Rimini Protokoll brings Reality Trend to Lagos

By TERH AGBEDEH

18.01.2012 / http://nationalmirroronline.net/arts_culture/arts_culture_news/29283.html

The trio of Helgard Haug, Stefan Kaegi and Daniel Wetzel were at Terra Kulture in Lagos on January 8 to talk about their work. Kaegi said at the event, where the audience saw clips from their interesting projects including Call Cutta in a box, that they were also in the country to research for their next project.

Call Cutta in a box, which won a Honorary Mention by the Prix Ars Electronica 09 (International Competition for Cyber Arts) in the category Interactive Art, is basically an intercontinental phone play.

Haug, Kaegi and Wetzel are visiting Nigeria as guests of The Goethe-Institut, Lagos. The three, who have won several awards including the Silver Lion of the 41st Biennale of Venice in 2011, were evidently excited to show and talk about what they do. After Call Cutta in a box, the audience also got to see 100 Percent Karlsruhe in which for statistical purposes, 100 people are converted into pie wedges, bars and curves used in their turn for political arguments and economic cost-benefit strategies.

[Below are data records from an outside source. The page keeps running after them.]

PR #8473, opened 2021-12-08
chore: clarify reasoning behind preventing live updates to `processing.guarantee` config

ableegoldman:
We decided to prevent users from modifying the server-level `processing.guarantee` config unless there are no persistent queries running at the time which would be affected by this change, to avoid mixed processing of exactly-once and at-least-once semantics. We should make sure to state clearly the reasoning behind this

### DIFF
--- a/ksqldb-rest-app/src/main/java/io/confluent/ksql/rest/server/computation/ValidatedCommandFactory.java
+++ b/ksqldb-rest-app/src/main/java/io/confluent/ksql/rest/server/computation/ValidatedCommandFactory.java
@@ -37,8 +37,14 @@ import io.confluent.ksql.util.KsqlConstants;
 import io.confluent.ksql.util.KsqlServerException;
 import io.confluent.ksql.util.KsqlStatementException;
 import io.confluent.ksql.util.PersistentQueryMetadata;
+import io.confluent.ksql.util.QueryMetadata;
+import org.slf4j.Logger;
+import org.slf4j.LoggerFactory;
+import java.util.Collection;
 import java.util.Objects;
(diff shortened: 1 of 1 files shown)


rodesai (approved):
LGTM

ksqldb-rest-app/src/main/java/io/confluent/ksql/rest/server/computation/ValidatedCommandFactory.java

This project takes place on a revolving stage, runs for 70 minutes and had a big audience that paid to see the performance. When asked a certain question, a percentage of people move from the majority to a section of the stage representing the sentiment of the entire city. Haug, Kaegi and Wetzel studied at the Institut fur Angewandte Theaterwissenschaft in Giessen and work together (in various combinations) under the name of Rimini Protokoll.

Since 2004, they have been artists in residence at Hebbel am Ufer (HAU) Berlin, Germany. On how they were able to direct Call Cutta in a box that has participants communicating via internet and webcam from different locations in the world, Haug, speaking for the three who get public funds for their projects, said they developed the script together with the participants who, in all of their projects, are not normally professional actors.

But have people been able to see Call Cutta in a box since theatre has to do with a performances and an audience? To that Kaegi said some thousands of people have seen it  one by one, there has never been a collective viewing though. He said it was nevertheless theatre since it has something to do with a performance and an audience.